D.100, popularly referred to as E-5, is a west-to-east state highway in Turkey. The route starts at Kapıkule, the Bulgarian border check point, and ends in Gürbulak, the Iranian border check point. Running all the way from west to east, it crosses most of the north-to-south state roads, including the D.650, D.750, D.850 and D.950.

The highway is joint into the European Route E-80 in some parts.

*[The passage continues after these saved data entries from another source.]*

PR #4948, opened 2025-12-12
Remove Harbinger Bundle job restriction

kotobdev:
## About the PR
The Harbinger Bundle/Accursed Scythe can now be purchased by all traitors.

## Why / Balance
Stats-wise, this is easily the best melee weapon in the game for combat.
- Deals 30 damage a swing
- Attack rate of 1.5 (esword is 1.0), effective 1.5x DPS of the esword
- 2/3 of it's damage is armor piercing and difficult to heal (shadow, combat hardsuit has 15% resist but that's pretty inconsequential)
- The remaining 1/3 is slash, which causes bleed, and isn't cauterized immediately (unlike esword)

Additionally, the fact that it gives you a ninja blink makes it one of the most useful traitor utility items in the game. This plus an emag means you can teleport into T3 armory (or vault, cap room, ai upload, what have you) on many maps, take 30 seconds to steal things and be evil, and then teleport right out. I'd spend 12 TC for that alone.

Having this item with insane overall utility be available only to chaplains and botanists feels a bit unfair.

## Technical details
yamlops

## Media
semi-unrelated but did you know blink stacks with avali zoom? fun!

https://github.com/user-attachments/assets/92639aca-01af-479c-8d00-575e228baee2

## Requirements

## Breaking changes

**Changelog**

:cl:
- tweak: The Harbinger Bundle is now available to all traitors.

### DIFF
--- a/Resources/Prototypes/_DV/Catalog/Uplink/weaponry.yml
+++ b/Resources/Prototypes/_DV/Catalog/Uplink/weaponry.yml
@@ -69,9 +69,4 @@
   cost:
     Telecrystal: 12
   categories:
-  - UplinkJob
-  conditions:
-  - !type:BuyerJobCondition
-    whitelist:
-    - Chaplain
-    - Botanist
+  - UplinkWeaponry


Proxysseia:
direction 1day

Proxysseia:
Direction here
You are correct in your understanding of this weapon being extremely strong, even without accounting for the armor that comes with the purchase (that lets be honest youre tossing if youre looking for stats, but its free armor nontheless). Part of the uniqueness of the harbinger set stems from its strength, that being both the very good damage spread of shadow/slash, and of the absurdly high utility of a mid cooldown instant, LoS blink. 
If we are to lift the job restrictions on the Harbinger Set, we would have to also tone down the weapons strength, either by hitting the damage spread, the damage numbers, the utility it offers, or the cost. 
We are unwilling to adjust both the damage spread, and the utility, because those are what make the item unique. We are unwilling to increase the cost or the damage, because in order to account for the insane utility the harbingers scythe offers, we would have to either massively increase cost, which massively cuts down on the options you have besides the item, or we would have to decrease the damage by a lot.
While both a heavy decrease to the damage or a massive hike in TC cost are feasible options, we have decided that we do not at this point want to balance this item around every job being able to access it. We are however open to adding additional jobs (with however much of a flimsy justification you'd like) to the list of jobs allowed to purchase the Harbinger Set.

In its current form this PR is denied.

SirWarock:
Isn't the harbinger set available to the botanist? I can't think of any role that would be stronger than a botanist with this weapon.

Proxysseia:
> Isn't the harbinger set available to the botanist? I can't think of any role that would be stronger than a botanist with this weapon.

A chemist, a salvager, an atmosian, a paramedic.
All the generically strong syndies are strong with this weapon, because its damage and utility are obvious, universal and fairly self contained. We prefer to have this set strong and limited rather than underwhelming and everywhere.

SirWarock:
I don't see any of those being stronger than the botanist, unless you're atmosian maxcapping, but then you don't really need a melee scythe.
Nothing beats having jugs of hyperzine and omnizine, really.

PR #5123, opened 2026-01-04
feat: adminoverlay command

DisposableCrewmember42:
## About the PR
Added a command to toggle the admin overlay so I can include it in my aghost script :blunt:

## Why / Balance
I'm lazy and scripts are convenient.

## Technical details
Added client-side command that uses AdminSystem to toggle the overlay. Added access to ADMIN perm.

## Media
N/A

## Requirements

**Changelog**
:cl: DisposableCrewmember42
DELTAVADMIN:
- add: Command to toggle the admin overlay: "adminoverlay <true|false>"

### DIFF
--- a/Content.Client/_DV/Administration/Commands/AdminOverlayCommand.cs
+++ b/Content.Client/_DV/Administration/Commands/AdminOverlayCommand.cs
@@ -1,0 +1,32 @@
+using Content.Client.Administration.Systems;
+using Robust.Shared.Console;
+
+namespace Content.Client._DV.Administration.Commands;
+
+public sealed class AdminOverlayCommand : LocalizedEntityCommands
+{
+    [Dependency] private readonly AdminSystem _admin = default!;
+    public override string Command => "adminoverlay";
+    public override void Execute(IConsoleShell shell, string argStr, string[] args)
+    {
+        if (args.Length != 1 || !Boolean.TryParse(args[0], out var newValue))
+        {
+            shell.WriteLine(Help);
+            return;
+        }
+
+        if (newValue)
+        {
+            _admin.AdminOverlayOn();
+        }
+        else
+        {
+            _admin.AdminOverlayOff();
+        }
+    }
+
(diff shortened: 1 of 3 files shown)


Resources/clientCommandPerms.yml
```diff
@@ -74,6 +74,7 @@
     - dumpentities
     - fuckrules # DeltaV: move fuckrules to DEBUG
     - showaccessreaders
+    - adminoverlay # DeltaV: add adminoverlay command
```
MilonPL: remove this and use flags

Content.Client/_DV/Administration/Commands/AdminOverlayCommand.cs
```diff
@@ -0,0 +1,32 @@
+using Content.Client.Administration.Systems;
+using Robust.Shared.Console;
+
+namespace Content.Client._DV.Administration.Commands;
+
+public sealed class AdminOverlayCommand : LocalizedEntityCommands
```
MilonPL, line 6: `[AdminCommand(AdminFlags.Admin)]` attribute

MilonPL (changes requested):

Content.Client/_DV/Administration/Commands/AdminOverlayCommand.cs
DisposableCrewmember42: the AdminCommand attribute is only a thing in Content.Server

MilonPL: dang it, this should really be a shared attribute
either way it should be being Admin and not Debug since it's the admin overlay which is accessed from the admin panel normally, this would be bad perms-wise if any codebase has Codermins with Debug access like WizDen does

DisposableCrewmember42: gotcha, I'll do that in yml then

Toby222 (approved):

Issue #4131, opened 2025-08-05
Revenant ectoplasm being put in water insta-kills said revenant


userfacethis:
## Description

When a revenant "dies" they get turned into ectoplasm that eventually revived iirc, and has intended ways of being dealt with like the Bible and such. But instead you can dissolve the ecto into liquid like you would a pill and that instantly ends the ecto and revenant.  Making the regen phase completely pointless because it takes 1 second to kill it.
**Reproduction**

Kill revenant
Grab liquid container
Grab the ecto of the revenant and put it in the liquid container
**Screenshots**

No screenshots as what would I even screenshot
**Additional context**

I heard this is a known bug but wasn't in the github which was weird. I hope this gets fixed soon because it completely shuts down revenants.

Vapetastic-Gaming:
I believe this was once a bug, and is now an intended feature, since its been around for AGES. uh Closed for now

PR #5125, opened 2026-01-04
fix: rev ectoplasm can no longer be used to spike drinks

DisposableCrewmember42:
## About the PR
Fixed an oversight allowing the Revenant to be RR'd by spiking a drink using its ectoplasm.

## Why / Balance
This was obviously not intended to happen and completely circumvents the respawn system in place for the Revenant. The argument that this bug has been around too long and should thus be considered a feature is, respectfully, dumb as hell.

## Technical details
~~Add InvalidSpikeSourceComponent and abort spiking if present on source.~~
Adjust YAML to remove ScoopableComponent and SolutionSpikerComponent

## Media
N/A

## Requirements

## Breaking changes

**Changelog**

:cl: DisposableCrewmember42
- fix: The Revenant can no longer be killed by spiking your own water bottle.

### DIFF
--- a/Resources/Prototypes/_DV/Entities/Objects/Specific/Medical/morgue.yml
+++ b/Resources/Prototypes/_DV/Entities/Objects/Specific/Medical/morgue.yml
@@ -1,10 +1,12 @@
 - type: entity
-  parent: Ash
+  parent: BaseItem
   id: EctoplasmRevenant
   suffix: DO NOT MAP
   name: ectoplasm
   description: Slimey, vaporous residue of an ancient spirit.
   components:
+    - type: Item
+      size: Tiny
     - type: Sprite
       sprite: _DV/Mobs/Ghosts/revenant.rsi
       state: ectoplasm
@@ -23,6 +25,8 @@
               Quantity: 10
             - ReagentId: Ectoplasm
               Quantity: 30
+    - type: Extractable
+      grindableSolutionName: food
     - type: GuideHelp
       guides:
       - MinorAntagonists
--- a/Resources/Prototypes/_DV/Entities/Objects/Specific/Medical/morgue.yml
+++ b/Resources/Prototypes/_DV/Entities/Objects/Specific/Medical/morgue.yml
@@ -29,3 +29,4 @@
     - type: StatusEffects
       allowed:
       - Stasis
+    - type: InvalidSpikeSource
--- a/Resources/Prototypes/_DV/Entities/Objects/Specific/Medical/morgue.yml
+++ b/Resources/Prototypes/_DV/Entities/Objects/Specific/Medical/morgue.yml
@@ -29,4 +29,3 @@
     - type: StatusEffects
       allowed:
       - Stasis
-    - type: InvalidSpikeSource
--- a/Resources/Prototypes/_DV/Entities/Objects/Specific/Medical/morgue.yml
+++ b/Resources/Prototypes/_DV/Entities/Objects/Specific/Medical/morgue.yml
@@ -2,7 +2,7 @@
   parent: BaseItem
   id: EctoplasmRevenant
   suffix: DO NOT MAP
-  name: ectoplasm
+  name: revenant ectoplasm
   description: Slimey, vaporous residue of an ancient spirit.
   components:
     - type: Item
--- a/Content.Shared/Chemistry/EntitySystems/SolutionSpikerSystem.cs
+++ b/Content.Shared/Chemistry/EntitySystems/SolutionSpikerSystem.cs
@@ -1,4 +1,3 @@
-using Content.Shared._DV.Revenant.Components;
 using Content.Shared.Popups;
 using Content.Shared.Chemistry.Components;
 using Content.Shared.Chemistry.Components.SolutionManager;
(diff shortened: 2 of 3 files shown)


Halo3moth:
If we wanna go through with this it should come with a patch to the grinding system and should increase the dead time so crew can actually find the chaplain in my humble opinion

DisposableCrewmember42:
what kind of patch would you want to see for the grinding system?

apeiroeder:
I believe the grinding sysyem is referring to being able to grind the ectoplasm to kill the revenant, even without salt being needed to be present in the grinder; while the guidebook states that it must be grinded together with salt to fully kill it

Woljif:
> If we wanna go through with this it should come with a patch to the grinding system and should increase the dead time so crew can actually find the chaplain in my humble opinion

Either this, or there needs to be more reliable ways to deal with the ectoplasm. You can't execute it with lasers, you can't butcher it, you can't pour salt on it, and you can't even vanquish it with a bible unless you're the chaplain, and even if you are, it takes like 5 seconds (about 8% of the time it takes a revenant to respawn). I feel like at least one of those methods should be made more doable

cmorley191:
I believe I remember that direction's latest position is that this is intended, not an oversight. https://github.com/DeltaV-Station/Delta-v/issues/4131

Though that was a few months ago; they can reconsider it here.

NoElkaTheGod:
Isn't revenant being hard to kill, like, the entire point of the respawning system? What's the point of it if anyone can just kill the revenant easily?

Could totally extend the timer, though. Better yet, make the timer depend on the amount of essence that the revenant had gathered – the longer you've been haunting the station, the harde ryou are to destroy.

apeiroeder:
Hi, direction here!

Just wanted to add some info:
This was still considered a bug, but classified as "no longer a bug" to prevent a lot of appeal-only bans for a long standing and widely known way to take out a rev, with the bug being over a year old, and no fix in foreseeable future in sight.

TLDR: that "no longer a bug" reclassification was due to administrative reasons.

apeiroeder:
Also, direction here again, just to clarify:

As this is a bugfix, no direction review is needed.

Resources/Prototypes/_DV/Entities/Objects/Specific/Medical/morgue.yml
cmorley191, line 1: Making a new component that just blocks SolutionSpikerComponent is a pretty roundabout approach. Let's just remove the SolutionSpiker component from ectoplasm instead, by removing the `parent: Ash` here. The Ash inheritance is hardly doing anything useful anymore -- the only things being inherited are the Item and Extractable components, so we can just add those.

```
- type: entity
  parent: BaseItem
  id: EctoplasmRevenant
  suffix: DO NOT MAP
  name: ectoplasm
  description: Slimey, vaporous residue of an ancient spirit.
  components:
    - type: Item
      size: Tiny
    - type: Sprite
      sprite: _DV/Mobs/Ghosts/revenant.rsi
      state: ectoplasm
    - type: Tag
      tags:
        - Trash
        - Ectoplasm
    - type: SolutionContainerManager
      solutions:
        food:
          maxVol: 50
          reagents:
            - ReagentId: Ash
              Quantity: 10
            - ReagentId: Necrosol
              Quantity: 10
            - ReagentId: Ectoplasm
              Quantity: 30
    - type: Extractable
      grindableSolutionName: food
    - type: GuideHelp
      guides:
      - MinorAntagonists
    - type: StatusEffects
      allowed:
      - Stasis
```

In fact, in looking into this I realized that Ash's ScoopableComponent would've still allowed reverse spiking

cmorley191 (dismissed):

Resources/Prototypes/_DV/Entities/Objects/Specific/Medical/morgue.yml
DisposableCrewmember42: Oh, for whatever reason I thought the System was applied to all ents with SolutionContainerManager

DisposableCrewmember42: tested, works!

DisposableCrewmember42:
working on a solution for grinding system, pls don't merge yet

DisposableCrewmember42:
There are multiple conflicting ways of allowing grinding mentioned in the (shit)code...
- Documentation mentions inserting salt into the ecto and then grinding
- Documentation mentions inserting salt into the grinder's beaker and then grinding the ecto with it
- The code includes a list of reagents to be checked, but the solution of the Ecto is never actually checked for them
- The code for the GrindAttemptEvent has a field called Reagents, which is a list of Entity Ids, which aren't actually reagents inside the ecto but the items inserted into the grinder.
- The code in the stasis systems checks Tags on these "reagents", but reagents can't actually have Tags as far as I can tell

DisposableCrewmember42:
I'll fix that up in a separate PR, feel free to merge if there's nothing wrong with the prototype.

Resources/Prototypes/_DV/Entities/Objects/Specific/Medical/morgue.yml
```diff
@@ -1,10 +1,12 @@
 - type: entity
-  parent: Ash
+  parent: BaseItem
   id: EctoplasmRevenant
   suffix: DO NOT MAP
   name: ectoplasm
```
ShepardToTheStars: Just to better differentiate.

```suggestion
  name: revenant ectoplasm
```

ShepardToTheStars (approved):

DisposableCrewmember42:
heisentest strikes again, guh

PR #5131, opened 2026-01-05
Reduce stealth hardsuit armor

Stop-Signs:
## About the PR
Stealth suit res changed to 20% across the board

## Why / Balance
based on community feedback, You can have either armor or invis but not both. Overall this should make these less viable but still a fun thing to bring.

## Requirements

## Breaking changes

**Changelog**

:cl:
- tweak: Stealth suit resistances have been reduced.

### DIFF
--- a/Resources/Prototypes/_Goobstation/Entities/Clothing/OuterClothing/hardsuits.yml
+++ b/Resources/Prototypes/_Goobstation/Entities/Clothing/OuterClothing/hardsuits.yml
@@ -19,9 +19,9 @@
   - type: Armor
     modifiers:
       coefficients:
-        Blunt: 0.7 # DeltaV - was 0.65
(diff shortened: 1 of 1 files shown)


Cepelinas1:
right so took a while because discussions suck
direction doesn't want armor values changed, but how it's invisiblity works:
- make the invisibility rely on suit battery to function, so the wearer doesn't have infinite invis
- probably make that if you get shot while invisible, you oughta become visible

ShepardToTheStars:
Requires code changes. I can make the necessary edits if Stop Signs wants.

Stop-Signs:
> Requires code changes. I can make the necessary edits if Stop Signs wants.

That would be great, your work with the ninja hardsuit was already fantastic.

PR #5141, opened 2026-01-05
Heater/freezer temporary nerf

IamVelcroboy:
## About the PR
Reduces the power draw of Heaters and Freezers 

## Why / Balance
Temporary fix in anticipation of APC power breaker changes. To be reverted when [this issue](https://github.com/space-wizards/space-station-14/issues/36840) is fixed.

## Technical details
n/a

## Media
n/a

## Requirements

## Breaking changes
n/a

**Changelog**
:cl: Velcroboy
- tweak: Atmos heaters and freezers, and space heaters have had their power draw temporarily reduced to 100w until the roundstart enabled issue is resolved

### DIFF
--- a/Resources/Prototypes/Entities/Structures/Piping/Atmospherics/portable.yml
+++ b/Resources/Prototypes/Entities/Structures/Piping/Atmospherics/portable.yml
@@ -128,6 +128,7 @@
         layer:
         - MachineLayer
   - type: ApcPowerReceiver
+    powerLoad: 100  # Delta V - Temporarily reduce power draw until roundstart power draw is fixed.
     powerDisabled: true #starts off
   - type: Sprite
     sprite: Structures/Piping/Atmospherics/Portable/portable_sheater.rsi
--- a/Resources/Prototypes/Entities/Structures/Piping/Atmospherics/unary.yml
+++ b/Resources/Prototypes/Entities/Structures/Piping/Atmospherics/unary.yml
@@ -268,6 +268,8 @@
     - type: GuideHelp
       guides:
       - Thermomachines
+    - type: ApcPowerReceiver # Delta V - Temporarily reduce power draw until roundstart power draw is fixed.
+      powerLoad: 100
 
 - type: entity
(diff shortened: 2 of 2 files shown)


ShepardToTheStars:
Just 100? Thats only 100W. >.>

You'll probably want *some* load so its not suddenly breaking APCs once we revert this.

IamVelcroboy:
> Just 100? Thats only 100W. >.>
> 
> You'll probably want _some_ load so its not suddenly breaking APCs once we revert this.

They were previously 1000. What would you suggest?

ShepardToTheStars:
Space heaters current draw 3.5kW (or 3500) when on. Freezers heaters currently draw 5kW (5000) when on.

Their power draw is set to their heating capacity when it actually starts cooling/heating. So, if you unpack a space heater at 20C, since its set to 20C, it will only draw 1kW (or 1000) until it actually has to start needing to cool/heat, then its power draw is changed to 3.5kW (though it never returns to 1kW once it no longer has to heat/cool things).

Looking at it, I thought those draws would be higher tbh. Does space heater actually need to change?

Freezer and heater usually have multiple in an area, though they only start drawing more power once they have to heat/cool gas. I'd suggest maybe just halving it?

IamVelcroboy:
> Looking at it, I thought those draws would be higher tbh. Does space heater actually need to change?

Possibly no, it looks like at most there are 6 un-enabled versions on any given map(Glacier). So, that's maybe not an issue. It's just not intended to be drawing power at all roundstart. I just added for consistency. So, 🤷‍♂️

> Freezer and heater usually have multiple in an area, though they only start drawing more power once they have to heat/cool gas. I'd suggest maybe just halving it?

👍

cmorley191:
I'm working on just fixing the underlying issue, it seems like an easy fix

cmorley191:
@IamVelcroboy @ShepardToTheStars please see the linked alternative

IamVelcroboy:
Closing in favor of the proper fix

Issue #5115, opened 2026-01-03
Nukie commander doesn't roll on nukie rounds


novostiya:
Commander will not roll even if there are people with it enabled readied up, leaving nukies without one.

**Reproduction**
Have people with commander, agent and op antags enabled readied up on a nukies round. There won't be a commander.

ShepardToTheStars:
<img width="2519" height="1342" alt="Image" src="https://github.com/user-attachments/assets/ad0764bb-e785-4c90-8193-dade1a973634" />

Trying to reproduce locally but so far, it still rolls commander. (This is with all job requirements disabled so its probably the whitelist)

ShepardToTheStars:
Fixed in #5146

PR #5146, opened 2026-01-06
Might fix nukie commander not spawning

ShepardToTheStars:
## About the PR

May address #5115, assuming that the current whitelist has carried over when checking JobRequirements when it comes to antags.

At the moment, I'm unable to whitelist in my current local environment, due to antags no longer being considered job prototypes at all, and therefore, not appearing on the DV-specific whitelist UI. That needs updating. The issue is that I cannot submit a whitelist for the antag because of UI issues, not that it doesn't pull or save from the player's content data. 

But this *might* work for people who are currently whitelisted, so I'd encourage merging this while we work on the antag whitelist UI, otherwise nukie commanders are just broken.

## Why / Balance

Bug with commanders never being chosen.

## Technical details

Antag ban changes screwed with current system.

## Requirements

## Breaking changes

**Changelog**

No changelog in case it just doesn't fix anything yet lol.

### DIFF
--- a/Content.Server/Players/PlayTimeTracking/PlayTimeTrackingSystem.cs
+++ b/Content.Server/Players/PlayTimeTracking/PlayTimeTrackingSystem.cs
@@ -278,6 +278,7 @@ public sealed class PlayTimeTrackingSystem : EntitySystem
             playTimes = new Dictionary<string, TimeSpan>();
         }
 
+        var isWhitelisted = player.ContentData()?.Whitelisted ?? false; // DeltaV - Whitelist requirement
         var requirements = _roles.GetRoleRequirements(antag);
         return JobRequirements.TryRequirementsMet(
             requirements,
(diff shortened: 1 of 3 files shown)


cmorley191:
What are the "antag ban changes" that you're referring to?

ShepardToTheStars:
https://github.com/space-wizards/space-station-14/pull/35966

These

cmorley191:
Ok this PR looks correct to me based on nearby code, but I'm also wondering what exactly is going on here

Is the Global Whitelist the one being used here? That one *is* working on my local environment...

image

Or are you saying that NukeopsCommander is supposed to be showing up in the Job Whitelists list? (it's not on mine)

image

cmorley191:
We probably shouldn't merge changes to role permissions unless we're sure that admins have a UI to manipulate it.

Or in other words, if commander is a whitelist-only role and admins don't have a way to *revoke* that permission at the moment, then we probably shouldn't add the role back in yet

cmorley191 (approved):

ShepardToTheStars:
> Is the Global Whitelist the one being used here? That one is working on my local environment.

Yes. And it does work. Except there's no checkbox for nukie commander anymore. That would be a 2nd PR.

> We probably shouldn't merge changes to role permissions unless we're sure that admins have a UI to manipulate it.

The highway's name was changed in 1992 to D.100, but the public refers to it as E-5 to this day. The actual E-5 highway is between Scotland and Spain spanning 3,100 kilometers.

== Itinerary ==

Province: Location; Distance from Kapıkule (km); Distance from Kapıkule (mile); Distance from Gürbulak (km); Distance from Gürbulak (mile)
Edirne Province
Kapıkule (Bulgarian border) Maritsa motorway: 0; 0; 1788; 1111
Edirne: 23; 14; 1765; 1097
Kırklareli Province: Lüleburgaz; 95; 59; 1693; 1052
Tekirdağ Province: Çorlu; 142; 88; 1646; 1023
Istanbul Province: Istanbul; 253; 157; 1535; 954
Kocaeli Province
Gebze: 313; 194; 1475; 917
İzmit: 364; 226; 1426; 884
Sakarya Province: Adapazarı; 401; 249; 1387; 862
Bolu Province
Bolu: 515; 320; 1273; 791
Gerede: 568; 353; 1220; 758
Çankırı Province: Ilgaz; 705; 438; 1083; 673
Çorum Province: Osmancık; 815; 506; 973; 605
Amasya Province
Merzifon: 873; 546; 910; 565
Amasya: 924; 574; 864; 536
Tokat Province: Niksar; 1030; 641; 758; 471
Sivas Province: Koyulhisar (junction); 1117; 694; 671; 417
Erzincan Province: Erzincan; 1288; 800; 500; 311
Erzurum Province
Aşkale: 1423; 884; 365; 227
Erzurum: 1477; 918; 311; 193
Horasan: 1561; 970; 227; 141
Ağrı Province
Ağrı: 1659; 1030; 129; 80
Doğubayazıt: 1751; 1089; 35; 22
Gürbulak (Iranian border) Road 32: 1788; 1111; 0; 0

==Helicopter crash==

On March 10, 2017, a Sikorsky S-76 helicopter owned by Swan Aviation hit the antenna of the Endem TV Tower in heavy fog and crashed onto the State Road D100. All seven people on board were killed.